┏━━
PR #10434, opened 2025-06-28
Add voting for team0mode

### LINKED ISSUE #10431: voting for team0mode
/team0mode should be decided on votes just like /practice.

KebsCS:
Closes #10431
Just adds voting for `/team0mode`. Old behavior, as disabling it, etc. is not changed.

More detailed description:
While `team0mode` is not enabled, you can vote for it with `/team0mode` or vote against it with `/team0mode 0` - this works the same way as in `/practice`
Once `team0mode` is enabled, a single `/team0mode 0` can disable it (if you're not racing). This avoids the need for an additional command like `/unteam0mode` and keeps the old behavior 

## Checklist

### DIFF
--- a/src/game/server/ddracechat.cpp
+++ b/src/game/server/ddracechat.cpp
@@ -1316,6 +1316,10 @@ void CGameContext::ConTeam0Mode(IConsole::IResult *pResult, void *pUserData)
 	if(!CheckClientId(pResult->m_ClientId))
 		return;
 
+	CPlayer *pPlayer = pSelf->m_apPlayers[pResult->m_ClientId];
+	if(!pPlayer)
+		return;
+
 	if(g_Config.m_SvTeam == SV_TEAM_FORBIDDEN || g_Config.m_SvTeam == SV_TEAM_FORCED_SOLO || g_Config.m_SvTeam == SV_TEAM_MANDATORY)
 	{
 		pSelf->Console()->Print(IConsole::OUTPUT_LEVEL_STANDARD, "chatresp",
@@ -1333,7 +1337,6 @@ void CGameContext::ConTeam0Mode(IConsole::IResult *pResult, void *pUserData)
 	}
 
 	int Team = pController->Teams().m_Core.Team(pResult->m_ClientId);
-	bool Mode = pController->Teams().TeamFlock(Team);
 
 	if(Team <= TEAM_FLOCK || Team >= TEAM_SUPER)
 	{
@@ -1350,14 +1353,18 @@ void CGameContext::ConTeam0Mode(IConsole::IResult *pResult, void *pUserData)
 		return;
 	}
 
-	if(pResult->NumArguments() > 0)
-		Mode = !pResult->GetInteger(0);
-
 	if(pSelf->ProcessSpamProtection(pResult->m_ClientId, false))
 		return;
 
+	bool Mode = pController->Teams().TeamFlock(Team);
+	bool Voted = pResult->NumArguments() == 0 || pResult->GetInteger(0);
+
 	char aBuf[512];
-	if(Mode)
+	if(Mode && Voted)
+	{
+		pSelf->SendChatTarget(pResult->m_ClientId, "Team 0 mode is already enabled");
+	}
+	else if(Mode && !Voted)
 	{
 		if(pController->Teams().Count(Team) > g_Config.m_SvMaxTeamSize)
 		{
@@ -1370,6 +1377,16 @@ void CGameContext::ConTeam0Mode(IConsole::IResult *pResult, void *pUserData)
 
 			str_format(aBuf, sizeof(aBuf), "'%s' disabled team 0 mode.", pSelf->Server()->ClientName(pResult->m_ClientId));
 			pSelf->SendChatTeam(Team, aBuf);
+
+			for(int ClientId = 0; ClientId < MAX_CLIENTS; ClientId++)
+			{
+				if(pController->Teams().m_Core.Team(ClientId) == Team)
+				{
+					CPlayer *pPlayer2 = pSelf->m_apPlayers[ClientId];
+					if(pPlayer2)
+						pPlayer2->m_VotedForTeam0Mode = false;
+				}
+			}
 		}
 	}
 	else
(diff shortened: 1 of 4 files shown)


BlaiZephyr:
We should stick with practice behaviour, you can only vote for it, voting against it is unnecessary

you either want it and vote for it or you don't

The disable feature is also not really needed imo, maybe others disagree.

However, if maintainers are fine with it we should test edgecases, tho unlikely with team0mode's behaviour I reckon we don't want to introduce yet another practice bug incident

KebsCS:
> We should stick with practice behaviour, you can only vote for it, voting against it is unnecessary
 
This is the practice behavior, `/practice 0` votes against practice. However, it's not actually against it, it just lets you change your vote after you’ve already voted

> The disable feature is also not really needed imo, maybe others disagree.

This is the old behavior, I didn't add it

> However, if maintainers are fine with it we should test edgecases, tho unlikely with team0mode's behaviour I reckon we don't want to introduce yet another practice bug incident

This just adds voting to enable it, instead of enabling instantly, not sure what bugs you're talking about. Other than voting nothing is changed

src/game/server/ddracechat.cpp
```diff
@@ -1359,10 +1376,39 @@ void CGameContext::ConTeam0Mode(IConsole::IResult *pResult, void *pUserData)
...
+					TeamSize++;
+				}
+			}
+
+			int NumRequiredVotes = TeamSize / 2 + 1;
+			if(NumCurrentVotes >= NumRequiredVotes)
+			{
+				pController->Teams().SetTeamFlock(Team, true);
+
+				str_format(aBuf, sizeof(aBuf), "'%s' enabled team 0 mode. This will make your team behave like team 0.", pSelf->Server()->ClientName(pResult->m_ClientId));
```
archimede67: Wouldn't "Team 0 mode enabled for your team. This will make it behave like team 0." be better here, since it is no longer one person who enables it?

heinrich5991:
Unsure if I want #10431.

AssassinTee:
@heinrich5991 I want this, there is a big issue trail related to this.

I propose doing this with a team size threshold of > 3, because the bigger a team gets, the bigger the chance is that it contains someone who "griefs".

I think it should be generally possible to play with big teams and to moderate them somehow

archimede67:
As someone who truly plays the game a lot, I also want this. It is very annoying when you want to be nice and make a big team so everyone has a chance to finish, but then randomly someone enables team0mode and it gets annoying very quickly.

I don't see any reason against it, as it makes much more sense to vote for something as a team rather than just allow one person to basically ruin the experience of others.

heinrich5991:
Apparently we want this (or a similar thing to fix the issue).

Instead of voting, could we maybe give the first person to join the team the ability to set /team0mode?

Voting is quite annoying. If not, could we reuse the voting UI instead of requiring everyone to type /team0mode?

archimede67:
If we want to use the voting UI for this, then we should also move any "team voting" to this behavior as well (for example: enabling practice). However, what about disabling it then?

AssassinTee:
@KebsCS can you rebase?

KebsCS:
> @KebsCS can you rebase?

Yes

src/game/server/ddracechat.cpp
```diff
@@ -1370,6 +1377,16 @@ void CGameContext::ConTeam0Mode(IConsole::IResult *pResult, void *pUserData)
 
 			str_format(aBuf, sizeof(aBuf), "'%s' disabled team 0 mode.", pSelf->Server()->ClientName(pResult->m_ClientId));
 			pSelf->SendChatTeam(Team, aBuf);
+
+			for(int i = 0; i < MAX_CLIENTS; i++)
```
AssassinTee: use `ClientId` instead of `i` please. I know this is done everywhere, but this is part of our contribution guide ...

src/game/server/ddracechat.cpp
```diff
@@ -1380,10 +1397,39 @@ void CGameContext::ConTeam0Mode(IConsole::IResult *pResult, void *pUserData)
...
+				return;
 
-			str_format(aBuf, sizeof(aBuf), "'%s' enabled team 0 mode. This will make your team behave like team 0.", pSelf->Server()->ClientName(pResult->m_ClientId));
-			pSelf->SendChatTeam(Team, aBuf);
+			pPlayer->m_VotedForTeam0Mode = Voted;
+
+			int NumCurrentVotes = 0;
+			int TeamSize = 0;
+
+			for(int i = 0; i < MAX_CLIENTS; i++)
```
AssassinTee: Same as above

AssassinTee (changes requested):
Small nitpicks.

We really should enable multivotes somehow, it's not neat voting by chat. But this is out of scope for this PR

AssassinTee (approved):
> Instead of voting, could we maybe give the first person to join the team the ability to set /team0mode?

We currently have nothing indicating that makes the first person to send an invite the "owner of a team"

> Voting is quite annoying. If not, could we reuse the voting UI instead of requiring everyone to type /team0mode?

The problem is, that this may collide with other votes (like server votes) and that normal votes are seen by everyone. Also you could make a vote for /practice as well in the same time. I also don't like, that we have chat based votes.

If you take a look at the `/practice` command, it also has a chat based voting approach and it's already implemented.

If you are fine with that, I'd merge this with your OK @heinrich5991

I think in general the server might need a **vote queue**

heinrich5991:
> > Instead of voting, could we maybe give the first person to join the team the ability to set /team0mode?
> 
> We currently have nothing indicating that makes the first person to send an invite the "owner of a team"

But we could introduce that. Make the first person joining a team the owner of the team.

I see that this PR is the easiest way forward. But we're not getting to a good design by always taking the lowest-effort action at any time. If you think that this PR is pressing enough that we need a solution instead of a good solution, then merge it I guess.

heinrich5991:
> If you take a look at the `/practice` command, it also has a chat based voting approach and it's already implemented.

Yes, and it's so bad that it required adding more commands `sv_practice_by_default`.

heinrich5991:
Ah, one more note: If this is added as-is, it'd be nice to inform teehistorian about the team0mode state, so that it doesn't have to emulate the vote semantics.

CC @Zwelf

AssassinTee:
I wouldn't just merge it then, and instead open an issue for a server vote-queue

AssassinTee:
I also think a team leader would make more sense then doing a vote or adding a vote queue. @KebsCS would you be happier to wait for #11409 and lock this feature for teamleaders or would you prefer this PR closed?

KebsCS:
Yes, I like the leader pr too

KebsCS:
┗━━
┏━━
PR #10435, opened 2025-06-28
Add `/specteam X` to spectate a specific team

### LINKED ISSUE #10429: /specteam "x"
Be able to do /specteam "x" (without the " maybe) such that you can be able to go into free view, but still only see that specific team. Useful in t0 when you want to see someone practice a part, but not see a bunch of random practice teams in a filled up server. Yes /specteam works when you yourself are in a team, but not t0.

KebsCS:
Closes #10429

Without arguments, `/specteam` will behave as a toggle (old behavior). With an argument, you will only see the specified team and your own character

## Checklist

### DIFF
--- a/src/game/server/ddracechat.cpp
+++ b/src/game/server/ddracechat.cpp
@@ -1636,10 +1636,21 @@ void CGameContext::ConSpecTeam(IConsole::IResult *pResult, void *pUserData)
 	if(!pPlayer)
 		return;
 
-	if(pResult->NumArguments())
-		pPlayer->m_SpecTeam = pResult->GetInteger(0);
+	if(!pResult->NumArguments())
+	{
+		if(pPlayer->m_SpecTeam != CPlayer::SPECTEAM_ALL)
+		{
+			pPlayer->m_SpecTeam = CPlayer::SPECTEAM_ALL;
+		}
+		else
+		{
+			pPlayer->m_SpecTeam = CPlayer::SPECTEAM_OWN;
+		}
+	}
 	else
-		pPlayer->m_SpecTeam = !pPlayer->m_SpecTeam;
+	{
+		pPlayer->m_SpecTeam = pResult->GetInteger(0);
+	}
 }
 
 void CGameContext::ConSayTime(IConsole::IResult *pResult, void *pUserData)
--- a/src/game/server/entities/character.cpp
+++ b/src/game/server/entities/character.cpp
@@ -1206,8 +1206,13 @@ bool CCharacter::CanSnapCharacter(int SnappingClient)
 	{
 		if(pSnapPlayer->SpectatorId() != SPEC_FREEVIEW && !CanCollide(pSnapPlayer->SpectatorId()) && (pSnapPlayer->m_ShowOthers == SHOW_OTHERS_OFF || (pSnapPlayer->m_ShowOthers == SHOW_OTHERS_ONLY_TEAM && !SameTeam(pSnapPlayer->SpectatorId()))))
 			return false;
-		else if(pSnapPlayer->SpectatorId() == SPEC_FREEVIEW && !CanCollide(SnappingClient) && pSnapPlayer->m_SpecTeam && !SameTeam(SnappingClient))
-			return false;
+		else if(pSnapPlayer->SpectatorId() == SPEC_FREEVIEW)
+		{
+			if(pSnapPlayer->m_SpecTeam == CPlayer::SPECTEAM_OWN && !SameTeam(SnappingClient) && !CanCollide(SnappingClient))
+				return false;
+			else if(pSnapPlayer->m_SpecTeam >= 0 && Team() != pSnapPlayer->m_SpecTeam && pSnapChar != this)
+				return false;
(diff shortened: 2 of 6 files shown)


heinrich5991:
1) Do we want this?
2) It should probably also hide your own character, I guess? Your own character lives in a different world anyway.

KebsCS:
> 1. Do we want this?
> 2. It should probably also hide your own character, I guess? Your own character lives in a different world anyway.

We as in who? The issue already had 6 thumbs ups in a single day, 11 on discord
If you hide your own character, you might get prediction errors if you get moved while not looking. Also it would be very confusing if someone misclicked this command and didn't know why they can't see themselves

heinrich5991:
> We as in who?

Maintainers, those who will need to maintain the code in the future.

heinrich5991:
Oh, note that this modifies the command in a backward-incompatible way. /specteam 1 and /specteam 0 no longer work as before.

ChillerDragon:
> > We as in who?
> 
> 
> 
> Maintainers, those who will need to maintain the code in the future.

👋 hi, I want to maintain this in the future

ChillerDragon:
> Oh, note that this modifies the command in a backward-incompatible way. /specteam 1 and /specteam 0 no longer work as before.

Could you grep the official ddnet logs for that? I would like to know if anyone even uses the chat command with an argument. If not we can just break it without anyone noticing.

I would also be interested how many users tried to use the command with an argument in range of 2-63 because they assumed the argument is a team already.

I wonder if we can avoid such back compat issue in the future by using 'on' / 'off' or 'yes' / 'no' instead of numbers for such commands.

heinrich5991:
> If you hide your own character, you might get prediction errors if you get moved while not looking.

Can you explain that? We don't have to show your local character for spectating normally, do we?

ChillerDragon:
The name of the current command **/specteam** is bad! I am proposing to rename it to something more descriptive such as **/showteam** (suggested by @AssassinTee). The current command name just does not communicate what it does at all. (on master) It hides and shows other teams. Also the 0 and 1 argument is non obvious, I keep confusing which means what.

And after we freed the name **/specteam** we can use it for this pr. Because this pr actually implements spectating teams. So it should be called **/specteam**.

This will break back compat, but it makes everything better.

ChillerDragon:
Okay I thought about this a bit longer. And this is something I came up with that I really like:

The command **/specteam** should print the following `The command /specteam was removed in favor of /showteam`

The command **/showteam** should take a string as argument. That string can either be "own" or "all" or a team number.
┗━━
YOUR OBJECTIVE = Which lines hold the word "either"? Return all of them from the records above.

COMPLETED EXERCISE =
you either want it and vote for it or you don't
The command **/showteam** should take a string as argument. That string can either be "own" or "all" or a team number.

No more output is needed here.